Print the lines below exactly as written, with none missing.

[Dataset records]

------------------------------------------------------------

PR #40654, opened 2022-01-26
[8.x] support for closure count in Eloquent factory

timrspratt:
I have the following scenario where I wish to seed (using factories) several posts each with a varying comment count (via a comment relationship).

```php
Post::factory()->count(5)->has(Comment::factory()->count(3))->create();
```

The above would create 5 posts, each with 3 comments.

This pull requests means that for each of the 5 posts, a closure is used to determine the count for that particular iteration:

```php
Post::factory()->count(5)->has(Comment::factory()->count(fn() => rand(1, 9)))->create();
```

This may be something for 9.x?

Thanks

### DIFF
--- a/src/Illuminate/Database/Eloquent/Factories/Factory.php
+++ b/src/Illuminate/Database/Eloquent/Factories/Factory.php
@@ -31,7 +31,7 @@ abstract class Factory
     /**
      * The number of models that should be generated.
      *
-     * @var int|null
+     * @var int|\Closure|null
      */
     protected $count;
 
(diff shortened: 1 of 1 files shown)


taylorotwell:
Can you send this to `9.x` branch?

igorgaming:
@timrspratt Hey! Is there any reason why you didn't send these changes to 9.x? Maybe they would have been merged.

timrspratt:
Hey, no reason other than being super busy and I think a test should accompany this

PR #40660, opened 2022-01-27
Prevent application Requests that extend FormRequest.php from unnecessarily defining authorize method unless overriding with some logic

thomasmokuaomweri2011:
Currently, app Requests extending FormRequest.php often define the `authorize` method even when it explicitly returns `true`;
```
public function authorize(): bool
{
   return true;
}
```
To avoid the compulsion of unnecessarily doing so, the `authorize` method can now be declare in the parent `FormRequest` class so that child classes can override it only when there's compelling logic to do so.
This change will not break things because the child classes are already overriding it

### DIFF
--- a/src/Illuminate/Foundation/Http/FormRequest.php
+++ b/src/Illuminate/Foundation/Http/FormRequest.php
@@ -271,4 +271,14 @@ class FormRequest extends Request implements ValidatesWhenResolved
 
         return $this;
     }
+
+    /**
+     *  Determine if the user is authorized to make this request.
+     *
+     * @return bool
+     */
+    public function authorize()
+    {
+        return true;
+    }
 }


igorgaming:
Actually you dont need to define this method that just return `true` in child Requests.

Look at this code in `FormRequest`: https://github.com/laravel/framework/blob/0f31ca4a11d99e01f22e3807c03e793625f1857b/src/Illuminate/Foundation/Http/FormRequest.php#L170-L179

So, if `authorize` method doesnt exists than it just return `true`.

driesvints:
Thanks but this indeed isn't necessary like @igorgaming explains.

thomasmokuaomweri2011:
Sure, that had escaped me. You are right, thanks

PR #40662, opened 2022-01-27
[8.x] Default schema value accepts Enum

pionl:
👋

In our migration we can now use PHP 8.1 Enum.

**Instead of using**

```php
$table->tinyInteger('x')->default(MyEnum::WAITING->value);
```

**we can use**

```php
$table->tinyInteger('x')->default(MyEnum::WAITING);
```

Also I've added tests to cover other values than Enum. I've not found a method that could tests if variable is enum. I've implemented a different approach. 

**FYI:**

As my first contribution it was little bit challenging to find out:

- can I use PHP 8.1(8.0) syntax in tests? __answer is no - we need to run tests agains 7.3 and lower -> maybe update docs with tests section?__
- how can I setup full tests suite (to run redis / mysql tests), i can see docker-compose.yml but it does not contain PHP runtime.

Probably we can make docker-compose.yml that contains PHP runtime + php-unit.xml that can be ready for to use by anyone with full test suite support. Probably it is possible to run multiple PHP runtimes?

Thanks for everything,
Martin.

### DIFF
--- a/src/Illuminate/Database/Schema/Grammars/Grammar.php
+++ b/src/Illuminate/Database/Schema/Grammars/Grammar.php
@@ -297,6 +297,14 @@ abstract class Grammar extends BaseGrammar
             return $value;
         }
 
+        // Test if the object is "enum" - at this moment we have not found a method to
+        // check if a valid enum
+        if (is_object($value) &&
+            method_exists($value, '__toString') === false
+            && property_exists($value, 'value')) {
+            $value = $value->value;
+        }
+
         return is_bool($value)
                     ? "'".(int) $value."'"
                     : "'".(string) $value."'";
--- a/tests/Database/DatabaseAbstractSchemaGrammarDefaultValueTest.php
+++ b/tests/Database/DatabaseAbstractSchemaGrammarDefaultValueTest.php
@@ -1,0 +1,87 @@
+<?php
+
+namespace Illuminate\Tests\Database;
+
+use Carbon\Carbon;
+use Illuminate\Database\Query\Expression;
+use Illuminate\Database\Schema\Grammars\Grammar;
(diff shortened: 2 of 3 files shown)


driesvints:
I don't think we should encourage people to use ENUM's in migrations. Migrations are moments in time which should have fixed values that don't change anymore after being deployed to production. App code is interchangeable and can change after the migration has already been run. This risks your previous migrations to become out of sync with what has actually been run on production.

pionl:
> I don't think we should encourage people to use ENUM's in migrations. Migrations are moments in time which should have fixed values that don't change anymore after being deployed to production. App code is interchangeable and can change after the migration has already been run. This risks your previous migrations to become out of sync with what has actually been run on production.

Interesting thought. But imho, i think in real usage we always want to use constants etc. If the migration wasn't triggered on production and I will change in a another commit enum value, i do not need to upgrade the migration. Still I should prune the migration in some time to prevent this. I can see it used on new project where the `create` migrations are edited until "first" production ready code.

It was quite a quick think to do so im open to close it if you think it should not be supported. Thanks for your time.

driesvints:
@pionl yeah I think we have a different view on how migrations should be written. Imo the migration should always reflect the values it used at the time of the migration so you can always reference the file to know what was run. Mixing in app code should be avoided imo.

nunomaduro:
This proposal has been discussed already, and we don't plan to add support for Enums on migrations.

pionl:
> This proposal has been discussed already, and we don't plan to add support for Enums on migrations. Thank you for this pull request!

NP. maybe we can remove enum and leave the tests?

pionl:
@nunomaduro I've pushed only the tests if you are interesest. Have a great day and thanks all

------------------------------------------------------------

**Written answer:**
PR #40654, opened 2022-01-26
[8.x] support for closure count in Eloquent factory

timrspratt:
I have the following scenario where I wish to seed (using factories) several posts each with a varying comment count (via a comment relationship).

```php
Post::factory()->count(5)->has(Comment::factory()->count(3))->create();
```

The above would create 5 posts, each with 3 comments.

This pull requests means that for each of the 5 posts, a closure is used to determine the count for that particular iteration:

```php
Post::factory()->count(5)->has(Comment::factory()->count(fn() => rand(1, 9)))->create();
```

This may be something for 9.x?

Thanks

### DIFF
--- a/src/Illuminate/Database/Eloquent/Factories/Factory.php
+++ b/src/Illuminate/Database/Eloquent/Factories/Factory.php
@@ -31,7 +31,7 @@ abstract class Factory
     /**
      * The number of models that should be generated.
      *
-     * @var int|null
+     * @var int|\Closure|null
      */
     protected $count;
 
(diff shortened: 1 of 1 files shown)


taylorotwell:
Can you send this to `9.x` branch?

igorgaming:
@timrspratt Hey! Is there any reason why you didn't send these changes to 9.x? Maybe they would have been merged.

timrspratt:
Hey, no reason other than being super busy and I think a test should accompany this

PR #40660, opened 2022-01-27
Prevent application Requests that extend FormRequest.php from unnecessarily defining authorize method unless overriding with some logic

thomasmokuaomweri2011:
Currently, app Requests extending FormRequest.php often define the `authorize` method even when it explicitly returns `true`;
```
public function authorize(): bool
{
   return true;
}
```
To avoid the compulsion of unnecessarily doing so, the `authorize` method can now be declare in the parent `FormRequest` class so that child classes can override it only when there's compelling logic to do so.
This change will not break things because the child classes are already overriding it

### DIFF
--- a/src/Illuminate/Foundation/Http/FormRequest.php
+++ b/src/Illuminate/Foundation/Http/FormRequest.php
@@ -271,4 +271,14 @@ class FormRequest extends Request implements ValidatesWhenResolved
 
         return $this;
     }
+
+    /**
+     *  Determine if the user is authorized to make this request.
+     *
+     * @return bool
+     */
+    public function authorize()
+    {
+        return true;
+    }
 }


igorgaming:
Actually you dont need to define this method that just return `true` in child Requests.

Look at this code in `FormRequest`: https://github.com/laravel/framework/blob/0f31ca4a11d99e01f22e3807c03e793625f1857b/src/Illuminate/Foundation/Http/FormRequest.php#L170-L179

So, if `authorize` method doesnt exists than it just return `true`.

driesvints:
Thanks but this indeed isn't necessary like @igorgaming explains.

thomasmokuaomweri2011:
Sure, that had escaped me. You are right, thanks

PR #40662, opened 2022-01-27
[8.x] Default schema value accepts Enum

pionl:
👋

In our migration we can now use PHP 8.1 Enum.

**Instead of using**

```php
$table->tinyInteger('x')->default(MyEnum::WAITING->value);
```

**we can use**

```php
$table->tinyInteger('x')->default(MyEnum::WAITING);
```

Also I've added tests to cover other values than Enum. I've not found a method that could tests if variable is enum. I've implemented a different approach. 

**FYI:**

As my first contribution it was little bit challenging to find out:

- can I use PHP 8.1(8.0) syntax in tests? __answer is no - we need to run tests agains 7.3 and lower -> maybe update docs with tests section?__
- how can I setup full tests suite (to run redis / mysql tests), i can see docker-compose.yml but it does not contain PHP runtime.

Probably we can make docker-compose.yml that contains PHP runtime + php-unit.xml that can be ready for to use by anyone with full test suite support. Probably it is possible to run multiple PHP runtimes?

Thanks for everything,
Martin.

### DIFF
--- a/src/Illuminate/Database/Schema/Grammars/Grammar.php
+++ b/src/Illuminate/Database/Schema/Grammars/Grammar.php
@@ -297,6 +297,14 @@ abstract class Grammar extends BaseGrammar
             return $value;
         }
 
+        // Test if the object is "enum" - at this moment we have not found a method to
+        // check if a valid enum
+        if (is_object($value) &&
+            method_exists($value, '__toString') === false
+            && property_exists($value, 'value')) {
+            $value = $value->value;
+        }
+
         return is_bool($value)
                     ? "'".(int) $value."'"
                     : "'".(string) $value."'";
--- a/tests/Database/DatabaseAbstractSchemaGrammarDefaultValueTest.php
+++ b/tests/Database/DatabaseAbstractSchemaGrammarDefaultValueTest.php
@@ -1,0 +1,87 @@
+<?php
+
+namespace Illuminate\Tests\Database;
+
+use Carbon\Carbon;
+use Illuminate\Database\Query\Expression;
+use Illuminate\Database\Schema\Grammars\Grammar;
(diff shortened: 2 of 3 files shown)


driesvints:
I don't think we should encourage people to use ENUM's in migrations. Migrations are moments in time which should have fixed values that don't change anymore after being deployed to production. App code is interchangeable and can change after the migration has already been run. This risks your previous migrations to become out of sync with what has actually been run on production.

pionl:
> I don't think we should encourage people to use ENUM's in migrations. Migrations are moments in time which should have fixed values that don't change anymore after being deployed to production. App code is interchangeable and can change after the migration has already been run. This risks your previous migrations to become out of sync with what has actually been run on production.

Interesting thought. But imho, i think in real usage we always want to use constants etc. If the migration wasn't triggered on production and I will change in a another commit enum value, i do not need to upgrade the migration. Still I should prune the migration in some time to prevent this. I can see it used on new project where the `create` migrations are edited until "first" production ready code.

It was quite a quick think to do so im open to close it if you think it should not be supported. Thanks for your time.

driesvints:
@pionl yeah I think we have a different view on how migrations should be written. Imo the migration should always reflect the values it used at the time of the migration so you can always reference the file to know what was run. Mixing in app code should be avoided imo.

nunomaduro:
This proposal has been discussed already, and we don't plan to add support for Enums on migrations.

pionl:
> This proposal has been discussed already, and we don't plan to add support for Enums on migrations. Thank you for this pull request!

NP. maybe we can remove enum and leave the tests?

pionl:
@nunomaduro I've pushed only the tests if you are interesest. Have a great day and thanks all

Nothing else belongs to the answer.